I am 32, my husband is 40. This is my first marriage, his second. He's been divorced 4 years. We have been married for 5 months. A few months before the wedding I found out that he had "reached out to an ex" and also was engaged in sexual pleasure he paid for (backpage/craigslist/happy endings). The text he sent to the ex didn't seem like it was just a casual text. But he had the nerve to tell me he only reached out to her to see what his shortcomings were because we were getting married. He must think I am some type of fool. I also found out he still had an active plenty of fish page. He apologized profusely and so I thought maybe it was a case of poor judgment and because of my love for him, I went ahead and married him anyway. Fast forward a few months ago, I saw that he was trying to pick up girls but was never going to call them so he says and he had even googled his ex wife. I was more upset about the ex because he said that they had a terrible marriage and so why would you care what she's up to now? They have no children together. He even still had her saved in his phone with her married name (his last name) with a picture of the two of them as an icon. He says he forgot to delete it...after 4 years? And googled her out of curiosity. 

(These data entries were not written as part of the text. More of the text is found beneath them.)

PR #4149, opened 2026-08-28
Unify Backend URL Generation

### LINKED ISSUE #4148: Unify Backend URL Generation
Currently, the frontend builds the URLs of its backend requests in three different ways: through `resolve()`, which is SvelteKit's helper for building links and navigation targets from route IDs; through a hardcoded `/fhir` prefix; and by prefixing the configured base path by hand. The hardcoded ones break as soon as the application is mounted somewhere other than `/fhir`, and the `resolve()` ones read as if a page of this app were being requested when in fact the backend is.

There should be one way to build a backend request URL, distinct from the way navigation targets are built, so that reading a call site tells you which of the two is happening.

Why: the two kinds of URL only look interchangeable. They are built from different inputs and they are not always equal, so conflating them hides the cases where they differ.

knoppiks:
Closes: #4148

### DIFF
--- a/modules/frontend/src/lib/backend.ts
+++ b/modules/frontend/src/lib/backend.ts
@@ -1,0 +1,31 @@
+import { base } from '$app/paths';
+
+/**
+ * Builds the URL of a backend request from `path` and an optional `query`.
+ *
+ * This is the only way backend request URLs are built. It is deliberately
+ * distinct from `resolve` of `$app/paths`, which builds navigation targets
+ * from route IDs: the two kinds of URL are built from different inputs and
+ * are not always equal, so a call site should say which of the two it means.
+ *
+ * The result is root-relative on purpose. `handleFetch` in `hooks.server.ts`
+ * swaps this app's origin for `BACKEND_BASE_URL` and keeps the path, so the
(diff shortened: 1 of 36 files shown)


modules/frontend/src/lib/backend.ts
```diff
@@ -0,0 +1,31 @@
...
+ *
+ * The result is root-relative on purpose. `handleFetch` in `hooks.server.ts`
+ * swaps this app's origin for `BACKEND_BASE_URL` and keeps the path, so the
+ * base path is part of the backend URL as well, and an absolute URL would have
+ * to duplicate that knowledge.
+ *
+ * `base` is deprecated in favor of `resolve`, but `resolve` cannot serve this
+ * case, which is why this stays the single place that reads it:
+ * - Most backend paths are not routes of this app at all — there is none for
+ *   `/__admin/Task/{id}/$pause` or `/GraphDefinition`. That the generated
```
alexanderkiel: `/GraphDefinition` is a valid frontend path

alexanderkiel (changes requested):

alexanderkiel (approved):

PR #4166, opened 2026-08-31
Use Server Side Loading Only

### LINKED ISSUE #4163: Use Server-Side Loading Only
Currently the frontend loads its data in two ways. Most load functions run in the browser and reach the backend through endpoints the frontend serves only in order to forward the request; the rest run on the server and call the backend directly. Those forwarding endpoints exist so that the browser can reach the backend through the frontend server — which is exactly what the frontend server already does by itself for a load that runs there.

All loading should happen server side, and there should be no endpoints whose only purpose is forwarding.

Why:

* The two paths are not equivalent. A request the browser makes on its own is not a navigation, so when the server answers it with a redirect — asking the user to sign in again, for example — the browser follows it silently and the load is handed a page of HTML where it expected data. Loading server side removes that whole class of failure instead of trying to detect it. This is the failure mode behind #4082, though what remains of that issue is a separate case.
* A forwarding endpoint has to mirror the backend's URL space to work at all, so every backend path ends up written down twice and the two copies have to be kept in step.
* It costs a round trip on every load: the browser asks the frontend, which asks the backend.

knoppiks:
Closes: #4163


alexanderkiel (changes requested):
We need the status in the error body in metadata.ts. So we need an appError there.

alexanderkiel (approved):

PR #4184, opened 2026-09-03
Improve Parameter Coercion in Terminology Service

### LINKED ISSUE #4178: Improve Parameter Coercion in Terminology Service
The in parameters of the terminology service operations are coerced inconsistently. Boolean parameters aren't type checked at all, and the integer coercion open codes the value extraction in a way that throws on a wrong type instead of returning an anomaly.

## Boolean In Parameters Aren't Coerced

The boolean in parameters of `$expand` and `$validate-code` are declared as bare `{:action :copy}` in `blaze.terminology-service.local`:

* `vs-expand-param-specs`: `includeDesignations`, `includeDefinition`, `activeOnly`, `excludeNested`
* `vs-validate-code-param-specs`: `inferSystem`, `lenient-display-validation`, `activeOnly`

Without `:coerce`, `fu/coerce-params` copies the value of the primitive unchecked. So a `Parameters` resource carrying `valueString` instead of `valueBoolean` is accepted and the `String` flows on to consumers that expect a `Boolean`:

* `value_set/validate_code.clj:222` — `(if (or active-only (false? inactive)) ...)`. `"false"` is truthy, so `activeOnly` with a string value behaves like `activeOnly=true`.
* `value_set/validate_code/issue.clj:99` — `(if lenient-display-validation ...)`, the same inversion.
* `value_set/expand.clj:104-114` — `(type/boolean active-only)` on a `String` returns an anomaly, which then ends up in `ValueSet.expansion.parameter.value`.

Those seven params should be coerced, so that a wrong type is rejected with a `400` the way it already is for `offset` and `count`.

## Integer Coercion Throws on a Wrong Type

`coerce-nat-long` in `blaze.terminology-service.local` extracts the value itself:

```clojure
(defn- coerce-nat-long [value]
  (if-some [value (:value value)]
    (if-not (neg? value)
      value
      (ba/incorrect "Has to be a non-negative integer."))
    (ba/incorrect "Missing value.")))
```

For `count` or `offset` given as `valueString`, `(:value value)` is a `String` and `neg?` throws a `ClassCastException` instead of returning an anomaly. The value extraction belongs in a shared coercer in `blaze.fhir.util` that checks the type first, leaving `coerce-nat-long` with just the non-negative check.

## Naming of the Query Param Coercers

`fu/coerce-boolean` and `fu/coerce-integer` don't coerce a FHIR value — they take a parameter name plus the string value of a query param and build a FHIR value from it. Now that coercers for the values of a `Parameters` resource are needed as well, the query param ones should be renamed to `fu/coerce-query-boolean` and `fu/coerce-query-integer`, freeing the plain names for the `Parameters` side. The call sites are `value_set/expand.clj` and `value_set/validate_code.clj`.

A coercer for string valued params (`url`, `code`, `version`, `display`, `filter`, `valueSetVersion`, …) could follow the same way if the same type check is wanted there.

## Tests

* no test covers a non-integer `count`/`offset`
* no test covers a wrong typed value for any of the boolean params

alexanderkiel:
Closes: #4178

### DIFF
--- a/modules/rest-util/src/blaze/handler/fhir/util_spec.clj
+++ b/modules/rest-util/src/blaze/handler/fhir/util_spec.clj
@@ -3,6 +3,7 @@
    [blaze.async.comp :as ac]
    [blaze.db.spec]
    [blaze.fhir.spec]
+   [blaze.fhir.spec.type :as type]
    [blaze.handler.fhir.util :as fhir-util]
    [blaze.handler.fhir.util.spec]
    [blaze.http.spec]
@@ -126,3 +127,15 @@
                                       :blaze.preference/return])
                :entries (s/coll-of :fhir.Bundle/entry))
   :ret (s/or :response-entry :fhir.Bundle/entry :anomaly ::anom/anomaly))
+
+(s/fdef fhir-util/coerce-query-boolean
+  :args (s/cat :name string? :value string?)
+  :ret (s/or :value type/boolean? :anomaly ::anom/anomaly))
+
+(s/fdef fhir-util/coerce-query-integer
+  :args (s/cat :name string? :value string?)
+  :ret (s/or :value type/integer? :anomaly ::anom/anomaly))
+
+(s/fdef fhir-util/validate-query-params
+  :args (s/cat :specs map? :parameters :ring.request/query-params)
+  :ret (s/or :parameters :fhir/Parameters :anomaly ::anom/anomaly))
--- a/modules/fhir-structure/src/blaze/fhir/util.clj
+++ b/modules/fhir-structure/src/blaze/fhir/util.clj
@@ -150,6 +150,53 @@
     (str (subs s 0 (dec (count s))) "ies")
     (str s "s")))
 
+(defn coerce-integer
+  "Returns the int value of the integer `x`.
+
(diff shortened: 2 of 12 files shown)


modules/rest-util/src/blaze/handler/fhir/util_spec.clj
```diff
@@ -126,3 +127,15 @@
...
+  :args (s/cat :name string? :value string?)
+  :ret (s/or :value type/boolean? :anomaly ::anom/anomaly))
+
+(s/fdef fhir-util/coerce-query-integer
+  :args (s/cat :name string? :value string?)
+  :ret (s/or :value type/integer? :anomaly ::anom/anomaly))
+
+(s/fdef fhir-util/validate-query-params
+  :args (s/cat :specs map? :parameters :ring.request/query-params)
+  :ret map?)
```
knoppiks:
```suggestion
  :ret (s/or :parameters :fhir/Parameters :anomaly ::anom/anomaly))
```

knoppiks: `fu/coerce-params` has the same spec.

knoppiks (changes requested):

knoppiks (approved):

I told him I was skeptical about his past and was having trouble coming to terms with his sexual history. I never saw myself loving a man who could pay for sexual pleasure. Does he not value himself or his body? Or is he a sexual deviant? His response is that he's made some questionable decisions. But I feel that he is just saying this to appease me, while I wish he could understand how disturbing this would be for a person to cope with. It never really feels like I am getting the full truth.

I feel as though he pretended to be a certain type of person and now that I've uncovered who he really is I am questioning everything. I realize now how stupid I was to have married him in the first place but what's done is done. So here I am after having been lied to numerous times with no sign that he's ever really going to own up to anything wondering if this relationship is even worth holding on to. I am lost. I have no idea where to go from here. He is unable to have children and I have already started an IVF cycle (it failed) but we have 2 eggs left. The eggs are frozen but the money is spent (>$20K to be exact). 

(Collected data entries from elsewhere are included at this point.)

PR #4186, opened 2026-09-03
Extract Fetch and Error Handling From Loads

### LINKED ISSUE #4150: Extract Fetch and Error Handling From Loads
Currently, every load function in the frontend repeats the same four steps by hand: fetch with an explicit Accept header, check whether the response is ok, build an error body and abort, then parse the JSON. The error bodies are built inline, so the same "not found / deleted, look into the history / generic failure" wording is written out again in each load that reads a single resource, with small unintended differences between copies.

Loading should be expressed once, with each load supplying only what is specific to it: the URL and the error message.

Why: the repetition is where the inconsistencies come from, and it is what makes any change to how loads report failures a change to twenty files.

knoppiks:
Closes: #4150

### DIFF
--- a/modules/frontend/src/lib/fetch.ts
+++ b/modules/frontend/src/lib/fetch.ts
@@ -1,0 +1,152 @@
+import { error, type NumericRange } from '@sveltejs/kit';
+
+/**
+ * The `App.Error` a load aborts with when its request fails, or a way to get
+ * one.
+ *
+ * Most loads know their message up front, so a plain string or an `App.Error`
+ * is enough. A function is for the loads whose body depends on the response,
+ * which is what `loadError` builds.
+ */
+export type ErrorSource =
+  string | App.Error | ((res: Response) => App.Error | string | Promise<App.Error | string>);
+
+/**
+ * The message a load reports for one status.
+ *
+ * A function is for a message only in the response, like the
+ * diagnostics of an `OperationOutcome`.
+ */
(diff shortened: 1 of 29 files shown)


modules/frontend/src/lib/metadata.ts
```diff
@@ -1,43 +1,32 @@
...
   });
 
-  if (!res.ok) {
-    const status = res.status as NumericRange<400, 599>;
-    error(status, appError(status, `error while loading the ${type} StructureDefinition`));
-  }
-
-  const bundle = (await res.json()) as Bundle;
-
+  // The status is carried in the body as well, like `fetchFhir` does it,
```
alexanderkiel: comment should be removed

modules/frontend/src/lib/fetch.ts
```diff
@@ -0,0 +1,153 @@
...
+    error(status, { status, ...(await appErrorOf(options.error, res)) });
+  }
+
+  return (await res.json()) as T;
+}
+
+/**
+ * Reads the FHIR resource at `url`.
+ *
+ * This is how a load reads from the FHIR API — every resource endpoint,
```
alexanderkiel: remove that overspecific examples

alexanderkiel: and document the thrown execptions

alexanderkiel (changes requested):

In anyone's experience do spouses "learn their lessons" after cheating? Should I have left him when it first occurred? Now that I stayed I feel like I have to see it through? I am so confused..


----------



## sunsetmist (Jul 12, 2018)

Betrayedby79 said:


> I am 32, my husband is 40. This is my first marriage, his second. He's been divorced 4 years. We have been married for 5 months. A few months before the wedding I found out that he had "reached out to an ex" and also was engaged in sexual pleasure he paid for (backpage/craigslist/happy endings). The text he sent to the ex didn't seem like it was just a casual text. But he had the nerve to tell me he only reached out to her to see what his shortcomings were because we were getting married. He must think I am some type of fool. I also found out he still had an active plenty of fish page. He apologized profusely and so I thought maybe it was a case of poor judgment and because of my love for him, I went ahead and married him anyway. Fast forward a few months ago, I saw that he was trying to pick up girls but was never going to call them so he says and he had even googled his ex wife. I was more upset about the ex because he said that they had a terrible marriage and so why would you care what she's up to now? They have no children together. He even still had her saved in his phone with her married name (his last name) with a picture of the two of them as an icon. He says he forgot to delete it...after 4 years? And googled her out of curiosity.
> 
> I told him I was skeptical about his past and was having trouble coming to terms with his sexual history. I never saw myself loving a man who could pay for sexual pleasure. Does he not value himself or his body? Or is he a sexual deviant? His response is that he's made some questionable decisions. But I feel that he is just saying this to appease me, while I wish he could understand how disturbing this would be for a person to cope with. It never really feels like I am getting the full truth.
> 
> ...


I would leave--divorce or annulment. The bolded above answers your question. He lies, seeks illicit sex, is not husband material. 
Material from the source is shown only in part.